Ten-year survival in glioblastoma patient with neurofibromatosis type 1: illustrative case.

BACKGROUND: Gliomas are commonly detected in patients with neurofibromatosis type 1 (NF1) at an early age. Few patients with NF1 are diagnosed with glioblastoma. The course of management, response to therapy, and prognosis of such patients are unknown. Few reports have shown longer-than-average survival rates for patients with NF1 with glioblastoma. OBSERVATIONS: A 27-year-old man with NF1 presented with symptoms of high intracranial pressure. Imaging and pathology showed left frontotemporal glioblastoma. Gross total resection was achieved, and concurrent chemoradiotherapy was administered. Recurrence of tumor was detected 48 months later, and the patient underwent tumor debulking and concurrent chemoradiotherapy. The patient received first-, second-, and third-line chemotherapy (temozolomide, bevacizumab, bevacizumab/irinotecan) with good tolerance and has survived >10 years since then with good functional status. LESSONS: This case demonstrates >10 years overall survival of glioblastoma in a patient with NF1. Reports of patients with NF1 with longer survival may be attributed to the young age at diagnosis and relatively better tolerance for therapy. It might also support the growing evidence of a unique subset of glioblastoma associated with NF1 and opens the door for a more molecular targeted therapy in the future.

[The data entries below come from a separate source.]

PR #9633, opened 2026-07-11
Close #9630: Added the Ability to Remove Individual Parts Without Flipping Unit to Strip in Repair Tab

### LINKED ISSUE #9630: [RFE] Strip part right click option
### Enhancement Type *

New Feature

Sometimes its easier to just yank a damaged part out and replace it and worry about repairing it later.  Under the current system, to do this, Once I identify I don't want to repair a part, I need to swap the chassis to salvage, filter and find the part again, order it removed, then swap the chassis back to repair, and finally que up the replacement job.  This makes players far more likely to not consider this solution as it is much more effort.  

This idea brought to you by recent conversations on the discord about aborting repair jobs and my ADD. 

### Use Cases or Rationale

A small but helpful change to the interface would be to add to the right click menu for a damaged part an option to "strip part".  Selecting this would have the exact same effect as the process above, but now in one click instead of many.  Allowing a player the equivalent shortcut of "yank it! we will deal with it later".  Then they would only have to que up the replacement action. 

Implementation:  the right click option would use the currently selected tech and time settings.  Ideally it would list the TN on the right click option.  If making the right click option have dynamic text like that is impractical or not viable, then it should pop up a confirmation dialog that provides the needed information "This action will take 180 minutes and have a TN of 5, are you sure you want to remove this part?"

### Attach Files

_No response_

### MekHQ Suite Version *

51.0

### Final Verification

IllianiBird:
Close #9630

Process temporarily flips the individual part to 'salvage' and then performs to strip task. This helps streamline the process of manually repairing components.

Contains AI tests

### DIFF
--- a/MekHQ/src/mekhq/gui/adapter/TaskTableMouseAdapter.java
+++ b/MekHQ/src/mekhq/gui/adapter/TaskTableMouseAdapter.java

Neurofibromatosis type 1 (NF1) is an autosomal dominant tumor predisposition syndrome. Patients with NF1 are diagnosed clinically and radiologically with pathognomonic cutaneous and neural axis tumors.[1] Gliomas are commonly detected early in life and are usually low-grade tumors.[2] Although patients with NF1 are at a higher risk of glioblastoma than the general population, they are relatively uncommon compared with low-grade gliomas in patients with NF1.[3] The epidemiology, pathogenesis, prognosis, and survival of such patients are poorly understood. There are few reports on gliomas that are more aggressive than predicted in patients with NF1,[4] whereas other reports have shown prolonged glioblastoma survival in the same population,[5] with the longest reported overall survival being 104.4 months (8.7 years).[5] In pediatric patients with NF1, although they are at a higher risk of developing glioblastoma, they have a better prognosis than their non-NF1 peers.[6] This might indicate a different genetic landscape of glioblastoma in patients with NF1 and perhaps the need for different or combined therapy in this population.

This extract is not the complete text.